Question

quadrilateral hijk has vertices h(-1, 3), i(2, 3), j(2, -1), and k(-3, -1). it is dilated by a scale factor of 7 with a center of dilation at (0, 0). part a what are the coordinates of the image hijk? part b what is the algebraic representation of the dilation?

Explanation:

Step1: Recall dilation formula

For a dilation with scale - factor $k$ and center of dilation at the origin $(0,0)$, the rule is $(x,y)\to(kx,ky)$. Here $k = 7$.

Step2: Find coordinates of $H'$

Given $H(-1,3)$, then $H'=(7\times(-1),7\times3)=(-7,21)$.

Step3: Find coordinates of $I'$

Given $I(2,3)$, then $I'=(7\times2,7\times3)=(14,21)$.

Step4: Find coordinates of $J'$

Given $J(2, - 1)$, then $J'=(7\times2,7\times(-1))=(14,-7)$.

Step5: Find coordinates of $K'$

Given $K(-3,-1)$, then $K'=(7\times(-3),7\times(-1))=(-21,-7)$.

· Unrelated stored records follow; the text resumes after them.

PR #5731, opened 2023-02-16
New addon: Remember collapsed forum categories

### LINKED ISSUE #5710: Remember Collapsed Forum Categories
### Why this would be helpful

Collapsing categories is pretty useless. It doesn't automatically collapse previously closed categories(in other words, remembering the categories you've collapsed in the past).

### How this addon works

Scratch already saves a cookie when you collapse a category. When it's been collapsed the cookie's value is `collapsed`, otherwise it's just empty. The name of the cookie uses the category's number proceeded by `category_body_`.

`.box-content` needs an inline `display` of `none`, and `#category_head_`(followed up by the category's number) needs a class of `collapsed`.'

_I have actually made a working version of this, though it's very basic [Steve0Greatness/ScratchAddons:rememeber-collapsed-categories](https://github.com/Steve0Greatness/ScratchAddons/tree/rememeber-collapsed-categories)_

### Possible alternatives

_No response_

### Additional context

_No response_

Steve0Greatness:
Resolves #5710

### Changes

This addon fixes the ability for the forums to remember the categories that have been closed from session to session.

### Reason for changes

At some point, this seems to have been intended, however it just doesn't work for some reason.

### Tests

It works, and it probably doesn't seem major issues.


addons/remember-collapsed-categories/addon.json
```diff
@@ -0,0 +1,21 @@
+{
+  "name": "Remember Closed Categories",
+  "description": "Fixes the forums not remembering what forum categories you've closed.",
```
DNin01, line 3: May I suggest a new name and description?
```suggestion
  "name": "Remember collapsed forum categories",
  "description": "Categories you collapsed on the forum home page (the list of forums) will stay collapsed.",
```

Why my description change? To most people, this will seem like a new feature rather than a fix.

addons/remember-collapsed-categories/userscript.js
```diff
@@ -0,0 +1,54 @@
...
+  function shouldCollapseCategory(categoryNumber) {
+    let cookieName = `category_body_${categoryNumber}`;
+    let storedInCookie = document.cookie.includes(`${cookieName}=collapsed`);
+    return storedInCookie;
+  }
+
+  function changeCategoryCookieExistenceLength(categoryNumber) {
+    let cookieName = `category_body_${categoryNumber}`;
+    console.log(`Extending ${cookieName} for an extra 30 days`);
+    document.cookie = `${cookieName}=collapsed;max-age=${30 * 24 * 60 * 60}`;
```
WorldLanguages, line 47: Does this log the user out?

WorldLanguages: Nevermind, it wouldn't because auth cookies are HTTP only.

However, this would clear any other cookies. Please write or "borrow" `function setCookie()` and use it

addons/remember-collapsed-categories/addon.json
WorldLanguages: I don't think we should try really hard to make it clear this is technically a bug fix. Most users aren't aware of this broken feature.

addons/remember-collapsed-categories/userscript.js
WorldLanguages: Unfortunately Firefox does not support the [Cookie Store API](https://developer.mozilla.org/en-US/docs/Web/API/Cookie_Store_API) yet. So we can't use that.

mxmou: I thought setting `document.cookie` only changes one cookie.

WorldLanguages: @mxmou Huh, I think you are right. Weird old JS API. I always assumed the `setCookie()` boilerplate was used because the `document.cookie` setter wasn't magical.

Steve0Greatness: `document.cookie` only effects 1 cookie, it's a an odd behavior.

addons/remember-collapsed-categories/userscript.js
```diff
@@ -0,0 +1,54 @@
+export default async function ({ console }) {
+  const categories = document.querySelectorAll('[id^="category_body_"]');
```
WorldLanguages, line 2: Using document.querySelectorAll instead of waitForElement could break because you're running this with `"runAtComplete" false`.
Either run this at complete, or use a while(true) pattern with waitForElement like other addons.

Steve0Greatness: Done... I think.

addons/remember-collapsed-categories/addon.json
```diff
@@ -0,0 +1,21 @@
+{
+  "name": "Remember collapsed forum categories",
+  "description": "Categories you collapsed on the forum home page (the list of forums) will stay collapsed when you leave and come back.",
```
WorldLanguages, line 3: The description can probably be improved, but I don't have any concrete suggestions. Low priority.

Some notes:
1. It should be clear that the collapsing feature is already available in vanilla Scratch, but that it doesn't persist tab sessions
2. Is /discuss/ called "the forum home page"? Do other addons name it differently?
3. "when you leave and come back" can probably be made clearer and less informal.

addons/remember-collapsed-categories/userscript.js
```diff
@@ -0,0 +1,57 @@
+export default async function ({ console, addon }) {
+  while (true) {
+    const categoryBody = await addon.tab.waitForElement('[id^="category_body_"]', {
+      markAsSeen: true,
+    });
+    console.log(`Found category ${categoryBody.id}`);
+
+    let categoryCollapse = categoryBody.querySelector(".toggle");
+    categoryCollapse.addEventListener("click", (event) => {
+      event.preventDefault();
```
WorldLanguages, line 10: What's the purpose of `preventDefault()` here?

addons/remember-collapsed-categories/addon.json
```diff
@@ -0,0 +1,21 @@
...
+  "userscripts": [
+    {
+      "url": "userscript.js",
+      "matches": ["https://scratch.mit.edu/discuss/"],
+      "runAtComplete": false
+    }
+  ],
+  "tags": ["community", "forums"],
+  "dynamicDisable": true,
+  "dynamicEnable": true,
```
WorldLanguages, line 19: I don't think this addon supports dynamicDisable. But because of the nature of this addon, it's hard to tell what supporting dynamicDisable would mean 🤔

addons/remember-collapsed-categories/userscript.js
```diff
@@ -0,0 +1,56 @@
...
+      continue;
+    }
+    extendCategoryCookieExistenceLength(categoryNumber);
+
+    const categoryContent = categoryBody.querySelector(".box-content");
+    categoryContent.style.display = "none";
+
+    const categoryHead = categoryBody.querySelector(`.box-head h4`);
+    categoryHead.classList.add("collapsed");
+    categoryHead.classList.add("sa-collapsed");
```
WorldLanguages, line 33: Does Scratch style category heads that have the "collapsed" class any different?

Does the "sa-collapsed" class have any specific purpose? I was expecting a userstyle targeting this class name, but there is none,

addons/remember-collapsed-categories/userscript.js
```diff
@@ -0,0 +1,56 @@
...
+
+    const categoryName = categoryHead.innerText.split("\n")[1]; // This is exclusively for debug purposes
+    console.log(`Category ${categoryName}(#${categoryNumber}) should be hidden`);
```
WorldLanguages, line 36: Reminder: debugging code should be removed before merging

addons/remember-collapsed-categories/userscript.js
```diff
@@ -0,0 +1,56 @@
...
+        console.log(`${categoryHead.id.split("_")[2]} is being opened`);
+        return;
+      } else {
+        extendCategoryCookieExistenceLength(categoryNumber);
+      }
+    });
+
+    const categoryNumber = categoryBody.id.split("_").pop();
+    if (!shouldCollapseCategory(categoryNumber)) {
+      removeCategoryCookie(categoryNumber);
```
WorldLanguages, line 23: Will this ever delete an existing cookie? I can't think of any situations where this function call would do anything.

addons/remember-collapsed-categories/userscript.js
mxmou: Probably to prevent scrolling to the top when clicking the buttons (which are actually `<a>` elements with `href="#"`).

addons/remember-collapsed-categories/userscript.js
Steve0Greatness: I think there was a reliability issue with `collapsed`, if I'm remember correctly from initially doing that.

addons/remember-collapsed-categories/userscript.js
Steve0Greatness: Normally Scratch sets the cookie to just an empty value, it doesn't delete it outright. Although it set the cookie's `max-length` to the session.

But I'm not sure about your question, are you asking if it could potentially delete the `scratchsession` cookie? If that is your question: the answer is no, it takes in a number as the input, this is used to delete the cookie that uses the naming scheme of `category_body_[number]`, in other words, the category cookies.

WorldLanguages: > are you asking if it could potentially delete the `scratchsession` cookie?

I was not referring to that.

addons/remember-collapsed-categories/addon.json
Samq64:
```suggestion
  "description": "Fixes a bug in Scratch where categories on the forum front page don't stay collapsed when reloading the page.",
```
It might not be specific enough though.

DNin01: I don't think we need to indicate that it's a bug. Most Scratchers will think it simply wasn't a feature.

WorldLanguages: @DNin01 I agree. I'm not sure why I said "it should be clear that the collapsing feature is already available in vanilla Scratch, but that it doesn't persist tab sessions".

WorldLanguages: I think that I was trying to say that Scratch already offers the ability to collapse forum categories, and we shouldn't imply that we are the ones adding that. In other words, that the collapsing UI/UX already exists, but that it doesn't persist sessions by default.
But clearly, the user doesn't care that technically this fixes a bug.

addons/remember-collapsed-categories/addon.json
```diff
@@ -0,0 +1,20 @@
...
+  "userscripts": [
+    {
+      "url": "userscript.js",
+      "matches": ["https://scratch.mit.edu/discuss/"],
+      "runAtComplete": false
+    }
+  ],
+  "tags": ["community", "forums"],
+  "dynamicEnable": true,
+  "versionAdded": "1.31.0"
```
WorldLanguages, line 19:
```suggestion
  "versionAdded": "1.32.0"
```

WorldLanguages (approved):

WorldLanguages:
@DNin01 Do you plan to re-review this? Please remove your pending review if you don't plan to

WorldLanguages:
Merging this PR as admin. This new addon is relatively simple and the risk of breaking other addons is very low.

Step6: Write algebraic representation

The algebraic representation of the dilation with scale - factor $k = 7$ and center of dilation at the origin is $(x,y)\to(7x,7y)$.

Answer:

Part A: $H'(-7,21)$, $I'(14,21)$, $J'(14,-7)$, $K'(-21,-7)$
Part B: $(x,y)\to(7x,7y)$